Releasedatum: 18. Oktober 2019

Genre: Action, Adventure

USK: ab 6 Jahren freigegeben

Publisher: BANDAI NAMCO Entertainment

Plattformen: PC, PlayStation 4, Xbox One, Nintendo Switch

Die Ice Age-Filme erfreuen sich noch immer bei Groß und Klein größter Beliebtheit. So ist es wenig verwunderlich, dass Sid, Manny und Co. bereits etliche Konsolen unsicher machten. Bereits auf der gamescom hatten wir die Möglichkeit, das neuste Ice Age Spiel mit Scrat in der Hauptrolle auszuprobieren. Damals noch begeistert, trübte die Technik der finalen Version nun aber leider den Spaß. Warum die Nintendo Switch-Version absolut keine Empfehlung von uns erhält, ließt Du nun im Test.

 

Netter Ausblick in die Eiszeit

In Sachen Story wagt Ice Age: Scrats nussiges Abenteuer keine großen Experimente.
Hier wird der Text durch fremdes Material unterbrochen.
PR #363, opened 2023-05-23
Migrate contributing and test writing docs from wiki to sphinx

djhoese:
This PR migrates the contributor's guide from the Wiki as well as the documentation on writing tests and puts them in the sphinx docs under a new Developer's Guide.

I think I'd still like to migrate the installation instructions just to make sure the language between what was on the wiki and what was put in the sphinx docs are similar and cover the same use cases.


djhoese:
Once this is merged I will update the contributing wiki page to point to the RTD site (if not remove the wiki page completely).

doc/source/installation.rst
```diff
@@ -0,0 +1,172 @@
...
+^^^^^^^^^^^^^^
+
+SIFT is distributed as a compressed `.zip` archive with all dependencies
+provided internally. The bundle (.zip) can be downloaded from our FTP server
+`here <https://bin.ssec.wisc.edu/pub/sift/dist/>`_. Once downloaded and the zip
+file extracted, the file `SIFT.bat` can be double clicked to start SIFT.
+
+By default SIFT caches files in a "workspace" located
+at the user's
+``/Users/<User>/AppData/Local/CIMSS-SSEC/SIFT/Cache/workspace`` directory.
```
ameraner, line 52:
```suggestion
``\Users\<User>\AppData\Local\SIFT\Cache\workspace`` directory.
```

doc/source/installation.rst
```diff
@@ -0,0 +1,172 @@
...
+
+.. code-block:: bash
+
+   tar -xzf SIFT_1.1.2.tar.gz
+
+This will create a ``SIFT`` directory. SIFT can then be run by doing:
+
+.. code-block:: bash
+
+   SIFT/SIFT.sh
```
ameraner, line 72:
```suggestion
   tar -xzf SIFT_X.Y.Z.tar.gz

This will create a ``SIFT_X.Y.Z`` directory. SIFT can then be run by doing:

.. code-block:: bash

   SIFT_X.Y.Z/SIFT.sh
```

ameraner (changes requested):
Thank you for this! Please see the comments/suggestions I left.

doc/source/installation.rst
```diff
@@ -0,0 +1,172 @@
...
+	 this channel, by default it is ``~/conda-channels/uwsift/`` (see
+	 :ref:`conda-packaging`)
+
+For Users
+^^^^^^^^^
+
+Install the package *uwsift* into an environment called e.g. ``work`` and
+prepared as described above::
+
+  (work)%> conda install uwsift
```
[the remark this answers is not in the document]
ameraner: Oh, I see now that there's already a nicer conda installation guidance here: https://github.com/ssec/sift/wiki/installation-guide#python-package-installation, so maybe we can just bring this over?

ameraner:
Regarding your point on the developer installation and the requirements. I agree, having a visible `requirements.yaml` for this purpose would be nice! In principle it would be the same as the requirements in `setup.py`, no? Is it possible to have a unified yaml file and point `setup.py` to it?

doc/source/dev_guide/contributing.rst
```diff
@@ -0,0 +1,204 @@
...
+
+Starting with SIFT 1.1 Satpy is used for reading all input data files. By
+default SIFT limits the available readers to avoid unsupported data formats
+and other unexpected behavior. To customize the readers used you can specify
+the :envvar:`UWSIFT_DATA_READING__READERS` environment variables (note the last
+specified has two underscores). You can set it to a list of readers. For example:
+
+.. code-block:: bash
+
+   export UWSIFT_DATA_READING_READERS = "['abi_l1b', 'ami_l1b']"
```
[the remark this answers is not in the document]
djhoese:
```suggestion
Starting with SIFT 1.1 Satpy is used for reading all input data files. 
Check :doc:`the reader configuration docs </configuration/readers>` to configure which Satpy 
readers are made available in SIFT. If you have a data source that is not yet supported in Satpy 
(available readers are listed `here <https://satpy.readthedocs.io/en/stable/index.html#id1>`_ ), you 
have to write a Satpy reader in order to be able to visualize it in SIFT. Head to the Satpy 
documentation for guidelines on writing a new reader `here <https://satpy.readthedocs.io/en/stable/dev_guide/custom_reader.html>`_, and consider 
contributing your reader to Satpy via a GitHub Pull Request. If you don't want to publish your reader, or as an 
intermediate solution, you can plugin "local" readers in SIFT, see the :doc:`external satpy documentation </configuration/external_satpy>`
```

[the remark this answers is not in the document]
djhoese: I changed a little bit of the wording in your suggestion and changed `visualise` to the US spelling `visualize`.

doc/source/installation.rst
```diff
@@ -0,0 +1,172 @@
...
+System Requirements
+-------------------
+
+SIFT works on Windows, Mac, and Linux, but depends on many complex libraries
+and relies heavily on GPU (video card) processing via the PyOpenGL and VisPy
+libraries which may make installation difficult on some platforms or systems.
+In general it is best to have a local physical system to run SIFT as opposed
+to a virtual machine or remote server. Virtual machines and remote servers
+commonly have limited ways of displaying OpenGL visualizations to another
+machine.
```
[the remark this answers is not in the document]
djhoese: I would say "relies heavily on GPU" is a bit too strong of a statement, no? It seems to me that it works ok also on simpler systems without it. I'm just afraid that this may scare off potential users that have limited resources. 
```suggestion
SIFT works on Windows, Mac, and Linux, but depends on many complex
libraries which may make installation difficult on some platforms or systems.
It also makes heavy use of GPU (video card) processing via the PyOpenGL and VisPy
libraries. In general it is best to have a local physical system to run SIFT as opposed
to a virtual machine or remote server. Virtual machines and remote servers
commonly have limited ways of displaying OpenGL visualizations to another
machine.
```

doc/source/installation.rst
```diff
@@ -0,0 +1,172 @@
...
+
+While the below system resources should work they should be considered the
+lower end of machines for running SIFT. In general the better GPU and faster
+memory (RAM) the better experience you'll have with SIFT.
+
+* Windows 10+ / Mac OS X >11.0 / Linux >= Rocky Linux 8
+* 16GB RAM
+* SSD/NVMe drive with 128GB+ available
+* GPU with 4GB VRAM and OpenGL 3+ support
+* Data files to be loaded can require up to 1TB or more
```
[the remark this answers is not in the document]
djhoese: I'm a little worried about the 2GB VRAM, but ok.

doc/source/installation.rst
djhoese: I'm not sure this would render properly. I think this was written with `/` is because Python understands it, but I get your point.

doc/source/installation.rst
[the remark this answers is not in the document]
djhoese: Yes, that was going to be my next task.

djhoese:
> Regarding your point on the developer installation and the requirements. I agree, having a visible requirements.yaml for this purpose would be nice! In principle it would be the same as the requirements in setup.py, no? Is it possible to have a unified yaml file and point setup.py to it?

No. The YAML is used by conda, setup.py is only used by pip. There is a chance package names are different and we're actually running into that with the readthedocs stuff where if you do `pip install -e .` in a conda environment that already has `pyqt=5.x` installed it will try to install `pyqt5` from PyPI because the package names are different.

doc/source/dev_guide/contributing.rst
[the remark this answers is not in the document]
ameraner: Sounds good, thanks!

doc/source/installation.rst
ameraner: Yeah, I think the most frequent use case here is probably the user copy-pasting (part of) the path in the Explorer, so it's just nice if it works then

doc/source/installation.rst
```diff
@@ -0,0 +1,115 @@
...
+machine.
+
+While the below system resources should work they should be considered the
+lower end of machines for running SIFT. In general the better GPU and faster
+memory (RAM) the better experience you'll have with SIFT.
+
+* Windows 10+ / Mac OS X >11.0 / Linux >= Rocky Linux 8
+* 8GB RAM
+* Disk space (preferrably on a SSD/NVMe drive) with 20GB+ available
+* GPU with 2GB VRAM and OpenGL 3+ support
```
ameraner, line 30: Sorry to reiterate on this. From my last demos at various conferences, one of the first question is always: how will it perform on a simple laptop, without a GPU? My answer was usually: it's ok, as long as you don't load too many layers/time steps/large-array-datasets, as this is my experience on our EUM laptops. I'm just worried that someone looking for the specs and reading about the heavy GPU usage, might decide to not even try if she/he doesn't have one. 

How about pointing out that GPUs are optional, but highly recommended?
```suggestion
* GPU with 2GB VRAM and OpenGL 3+ support (optional, but highly recommended)
```

ameraner (approved):
Just a final comment on the GPU specs, otherwise LGTM, thanks a lot again!

doc/source/dev_guide/contributing.rst
```diff
@@ -0,0 +1,201 @@
...
+
+Additional Satpy Readers
+------------------------
+
+Starting with SIFT 1.1 Satpy is used for reading all input data files. 
+Check :doc:`the reader configuration docs </configuration/readers>` to configure which Satpy 
+readers are made available in SIFT. If you have a data source that is not yet supported in Satpy 
+(available readers are listed `here <https://satpy.readthedocs.io/en/stable/index.html#id1>`_ ), you 
+have to write a Satpy reader in order to be able to visualize it in SIFT. Head to the Satpy 
+documentation for guidelines on writing a new reader `here <https://satpy.readthedocs.io/en/stable/dev_guide/custom_reader.html>`_, and consider
```
ameraner, line 161: On, the Sphinx build is failing now
```
Warning, treated as error:
/home/runner/work/sift/sift/doc/source/dev_guide/contributing.rst:2:Duplicate explicit target name: "here".
```
I think this should fix it? (https://github.com/sphinx-doc/sphinx/issues/3921#issuecomment-315581557)
```suggestion
(available readers are listed `here <https://satpy.readthedocs.io/en/stable/index.html#id1>`__ ), you 
have to write a Satpy reader in order to be able to visualize it in SIFT. Head to the Satpy 
documentation for guidelines on writing a new reader `here <https://satpy.readthedocs.io/en/stable/dev_guide/custom_reader.html>`__, and consider 
```

djhoese: Oh I've never seen that anonymous references idea. That's awesome. I always reworded things so I wasn't using `here`. Great!

doc/source/installation.rst
djhoese: I disagree. Users don't need a monster of a machine and that's fine that we lowered these limits, but we're talking about some high resolution satellite data and you've changed the default image behavior to require loading the entire image into GPU memory. Regardless of what the results of testing were (tiling didn't release memory, etc), this at least logically means that more GPU memory is going to be used. Telling people they don't need a good GPU or that an Intel CPU-integrated GPU is good enough is really risky in my opinion.

Users purchase machines based on these specs. I don't care if someone says "let's see if I can get it to run on my system" for a system they already have and that it works fine on their low-end system. They were going to do that testing anyway. I don't want users to buy new machines, especially if buying multiple for a training course, and have none of those machines work well.

Overall we should do more testing of how things really perform on lower end hardware.

djhoese:
pre-commit.ci autofix

doc/source/installation.rst
ameraner: Ok, I trust your opinion then :)

doc/source/dev_guide/contributing.rst
```diff
@@ -0,0 +1,202 @@
...
+-------------------
+
+If you have an idea for a feature you'd like to implement in SIFT please create
+an issue on GitHub to discuss the feature with the core developers. You can
+also chat with SIFT developers on the
+`Gitter chat <https://gitter.im/ssec/sift>`_. They may be able to help guide
+you on how to add the feature.
+
+.. _dev_install:
+Developer Installation
```
djhoese, line 73:
```suggestion
.. _dev_install:

Developer Installation
```

djhoese:
I migrated the installation instructions from the wiki. I think this is good to go for now.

Wie so oft verliert Säbelzahn-Eichhörnchen Scrat seine schmackhafte Nuss und muss diese nun in einer Spielwelt voller Gefahren finden. Dabei stößt er auf den alten antiken Scratazon Tempel, welcher ihn herausfordert und gleichzeitig zu neuen Abenteuern zwingt. Der genannte Tempel dient gleichzeitig als Ausstellung gefundener Secrets, wie Staturen oder Teile eines Wandgemäldes, die in der gesamten Spielwelt verteilt versteckt sind. Von einer Hubwelt aus können wir uns auf vier Pfade begeben, die wiederum aus vier unterschiedlichen Abschnitten bestehen. Anders gesagt: Es gibt neben der Hubwelt, die wie erkunden können, vier Welten á vier Level. Am Ende einer Welt wartet dann noch ein Boss darauf, von Scrat aufs Kreuz gelegt zu werden. Zugegeben, das Spiel erhielt einen sehr einfachen Schwierigkeitsgrad. Es folgt dabei einer einfachen Formel: Hüpfen, sammeln und kämpfen. Natürlich erwartet uns hier kein Arkham-Kampfsystem, sondern ein einzelner Angriffsknopf, der Scrat einen Move ausführen lässt. Doch die Kämpfe bilden eh nicht den Kern des Spiels. Dieser liegt viel mehr in den Jump’n’Run-Passagen. Diese können durchaus knackig werden, denn leider ist das Sprungverhalten von Scrat alles andere als nachvollziehbar. Dazu gesellt sich eine teils schreckliche Kameraposition und schon findet das Try and Error-Prinzip seinen Höhepunkt. Ebenso passiert es häufig, dass Scrat von der jeweiligen Plattform fällt, weil man zu nah am Rand stand. Schade, denn vor allem die verschiedenen Vegetationen und Orte innerhalb der Ice Age-Welt bieten die notwendige Abwechslung, die ein solches Spiel braucht.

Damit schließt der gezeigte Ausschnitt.